--- START ---

PR #2650, opened 2019-04-03
Address constraint naming inconsistencies

### LINKED ISSUE #2484: Non-index CHECK constraints from CREATE TABLE cannot be dropped from coordinator
A customer ran into an issue while trying to drop a constraint.

# Repro Steps

```sql
CREATE TABLE test_constraint (id int CHECK (id>0));
-- CREATE TABLE
SELECT create_distributed_table('test_constraint', 'id');
-- create_distributed_table
-- --------------------------
-- 
-- (1 row)

ALTER TABLE test_constraint DROP CONSTRAINT test_constraint_id_check;
-- ERROR:  constraint "test_constraint_id_check_102168" of relation "test_constraint_102168" does not exist
-- CONTEXT:  while executing command on ec2-23-22-154-48.compute-1.amazonaws.com:5432
```

# Notes

On the worker, here is the constraint that it created 

```sql
-- \d+ test_constraint_102169
--                           Table "public.test_constraint_102169"
--  Column |  Type   | Collation | Nullable | Default | Storage | Stats target | Description
-- --------+---------+-----------+----------+---------+---------+--------------+-------------
--  id     | integer |           |          |         | plain   |              |
-- Check constraints:
--     "test_constraint_id_check" CHECK (id > 0)
```

As you can see, the constraint doesn't include the `shardid`…

# Workaround

I was able to drop the constraint using the following:

```sql
SELECT run_command_on_shards('test_constraint', 'ALTER TABLE %s DROP CONSTRAINT test_constraint_id_check');
```

jasonmp85:
Fixes #2484

### DIFF
--- a/src/test/regress/sql/multi_create_table_constraints.sql
+++ b/src/test/regress/sql/multi_create_table_constraints.sql
@@ -230,6 +230,9 @@ SELECT "Column", "Type", "Definition" FROM index_attrs WHERE
 SELECT "Constraint", "Definition" FROM table_checks WHERE relid='public.check_example_365056'::regclass;
 \c - - - :master_port
 
+-- try dropping a CHECK constraint that was created without explicit name
+ALTER TABLE check_example DROP CONSTRAINT check_example_other_col_check;
+
 -- drop unnecessary tables
 DROP TABLE pk_on_non_part_col, uq_on_non_part_col CASCADE;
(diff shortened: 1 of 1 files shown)


jasonmp85:
Oops; was using `hub` CLI and meant to create this as a draft.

--- END ---

Output the entire listing above without leaving out or altering anything.

PR #2650, opened 2019-04-03
Address constraint naming inconsistencies

### LINKED ISSUE #2484: Non-index CHECK constraints from CREATE TABLE cannot be dropped from coordinator
A customer ran into an issue while trying to drop a constraint.

# Repro Steps

```sql
CREATE TABLE test_constraint (id int CHECK (id>0));
-- CREATE TABLE
SELECT create_distributed_table('test_constraint', 'id');
-- create_distributed_table
-- --------------------------
-- 
-- (1 row)

ALTER TABLE test_constraint DROP CONSTRAINT test_constraint_id_check;
-- ERROR:  constraint "test_constraint_id_check_102168" of relation "test_constraint_102168" does not exist
-- CONTEXT:  while executing command on ec2-23-22-154-48.compute-1.amazonaws.com:5432
```

# Notes

On the worker, here is the constraint that it created 

```sql
-- \d+ test_constraint_102169
--                           Table "public.test_constraint_102169"
--  Column |  Type   | Collation | Nullable | Default | Storage | Stats target | Description
-- --------+---------+-----------+----------+---------+---------+--------------+-------------
--  id     | integer |           |          |         | plain   |              |
-- Check constraints:
--     "test_constraint_id_check" CHECK (id > 0)
```

As you can see, the constraint doesn't include the `shardid`…

# Workaround

I was able to drop the constraint using the following:

```sql
SELECT run_command_on_shards('test_constraint', 'ALTER TABLE %s DROP CONSTRAINT test_constraint_id_check');
```

jasonmp85:
Fixes #2484

### DIFF
--- a/src/test/regress/sql/multi_create_table_constraints.sql
+++ b/src/test/regress/sql/multi_create_table_constraints.sql
@@ -230,6 +230,9 @@ SELECT "Column", "Type", "Definition" FROM index_attrs WHERE
 SELECT "Constraint", "Definition" FROM table_checks WHERE relid='public.check_example_365056'::regclass;
 \c - - - :master_port
 
+-- try dropping a CHECK constraint that was created without explicit name
+ALTER TABLE check_example DROP CONSTRAINT check_example_other_col_check;
+
 -- drop unnecessary tables
 DROP TABLE pk_on_non_part_col, uq_on_non_part_col CASCADE;
(diff shortened: 1 of 1 files shown)


jasonmp85:
Oops; was using `hub` CLI and meant to create this as a draft.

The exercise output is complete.